If you experience intimate partner violence, you may want to follow these tips:

  • make your employer and co-workers aware of your situation and ask them to call police if they see your partner around your workplace. Give them a photo of your partner if you have one.
  • direct your employer and co-workers not to give out your contact information to anyone and not to give out your work schedule.
  • arrange for someone at work to walk with you to your car or walk with you from the building when leaving work.

While driving or on transit

If a problem arises while you are driving, you can:

  • use your cell phone to call police
  • honk your horn or flash your lights
  • drive to a police station that you know is open or to a heavily-populated public place such as a well-lit coffee shop.

If you use public transportation, you can:

  • sit close to the driver
  • have a friend walk you home or meet you and walk you home together.

Always let friends and relatives know where you are at all times. Also let them know the times you are expected home (and be home at those times) so that they can contact the police in the event you are missing. Tell friends, neighbours, and family about the intimate partner violence and create a code word or signal with them to let them know that you need help so that they can call the police for you.

With children

If your experience intimate partner violence and you have children, you can:

  • ensure that your children's schools or daycare provider has a copy of all orders, including all restraining orders, custody, and access orders as well as a photo of the accused party.
  • decide on a code word for your children to let them know to go and get help. Let them know where to go and how to use the phone to place a 9-1-1 call to police. Rehearse with them what to do and say.

Intimate partner violence brochures

The Intimate Partner Violence Unit has developed the following brochures with helpful information for those experiencing intimate partner violence. These brochures are available in in a variety of different languages:

The HRPS Intimate Partner Violence Unit

All incidents of intimate partner violence are monitored by the Halton Regional Police Service Intimate Partner Violence Unit (IPVU).

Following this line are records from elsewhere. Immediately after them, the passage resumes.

PR #2134, opened 2026-04-29
fix(setup): include Apple Silicon + Colima env vars in launchd plist

kky:
## Type of Change

### What
Fix nanoclaw install on Apple Silicon + Colima

### Why
Fix failing install on this system type

### How
The plist generated by setup omits three env vars that are inherited from the user's shell on most setups but absent under launchd on Apple Silicon + Colima. This PR has no effect on other systems (e.g. Docker Desktop / Apple Container / non-macOS).

 * PATH missing /opt/homebrew/bin → host crashes with "docker: command not found" because Apple Silicon's Homebrew prefix isn't on launchd's default PATH.
 * DOCKER_HOST unset → docker info hits the platform-default /var/run/docker.sock which Colima doesn't create.
 * TMPDIR inherited from launchd → OneCLI SDK writes its self-signed CA to /var/folders/<salt>/T/ which is outside Colima's shared paths; bind-mounting that file into an agent container silently degrades to an empty directory, the container's TLS to the proxy fails, and the poll-loop sits idle on retries.

### How tested
Clean install now works on this system

### DIFF
--- a/setup/service.ts
+++ b/setup/service.ts
@@ -84,6 +84,67 @@ export async function run(_args: string[]): Promise<void> {
   }
 }
 
+/**
+ * Build the launchd `EnvironmentVariables` block for the host service plist.
+ *
+ * launchd-spawned processes do NOT inherit the user's shell environment, so
+ * any env vars the host process needs at runtime must be set explicitly here.
+ *
+ * Three platform-specific gaps were silently breaking macOS Apple Silicon +
+ * Colima installs out of the box, all surfaced here:
+ *
+ *   1. PATH — Apple Silicon Homebrew installs to /opt/homebrew/bin, which
+ *      isn't on the launchd default PATH. Without it, the host can't exec
+ *      `docker` and crash-loops with `docker: command not found`.
+ *
+ *   2. DOCKER_HOST — Colima writes its socket at
+ *      ~/.colima/default/docker.sock and relies on the user's shell to
+ *      DOCKER_HOST it. The launchd-spawned host doesn't see that, so
+ *      `docker info` falls through to the default socket and errors.
+ *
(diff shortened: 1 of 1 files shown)


yosimasu:
Independent confirmation on a second machine — macOS 15 / Apple Silicon / colima. I hit both problems in this PR separately and patched them locally before finding this, so this is an independent reproduction rather than a review.

**PATH.** Without `/opt/homebrew/bin` the host cannot see colima's `docker` shim, fails `ensureContainerRuntimeRunning()`, and crash-loops behind the circuit breaker:

```
FATAL Startup failed err="Container runtime is required but failed to start"
WARN Circuit breaker: delaying startup due to repeated crashes attempt=6 delaySec=300
```

**TMPDIR.** Confirmed the mechanism directly with the probe from #2513:

```
$ docker run --rm -v "$TMPDIR/probe.txt:/tmp/probe.txt:ro" alpine ls -ld /tmp/probe.txt
drwxr-xr-x 2 root root 4096 /tmp/probe.txt
```

A file on the host becomes a *directory* in the container, so the OneCLI CA never loads and every agent turn dies on `Self-signed certificate detected` while `processing_ack` still reports `completed`. Pinning `TMPDIR` under the project dir fixes it; agent turns now complete against the live API.

**One data point on `DOCKER_HOST`:** this install does not appear to need it. `/var/run/docker.sock` does not exist here and `DOCKER_HOST` is unset, but the host still reaches the daemon — `docker context` is `colima`, and since the plist already sets `HOME`, the docker CLI resolves the socket from the context itself. If that generalises, the PR might land more easily as two variables instead of three, though I have not tested a fresh install without a docker context configured.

We are responsible for:

  • investigating all confirmed cases of intimate partner violence, laying the appropriate charges, and assisting the Crown Attorney in the prosecution of those charges;
  • assisting the victims of intimate partner violence and assessing safety concerns;
  • monitoring high-risk intimate partner violence cases and representing the HRPS on the Halton Assessment and Risk Reduction Team;
  • overseeing, reviewing, and monitoring the Halton Regional Police Service's response to intimate partner violence and the related policies and procedures; and
  • coordinating training programs associated with intimate partner violence awareness.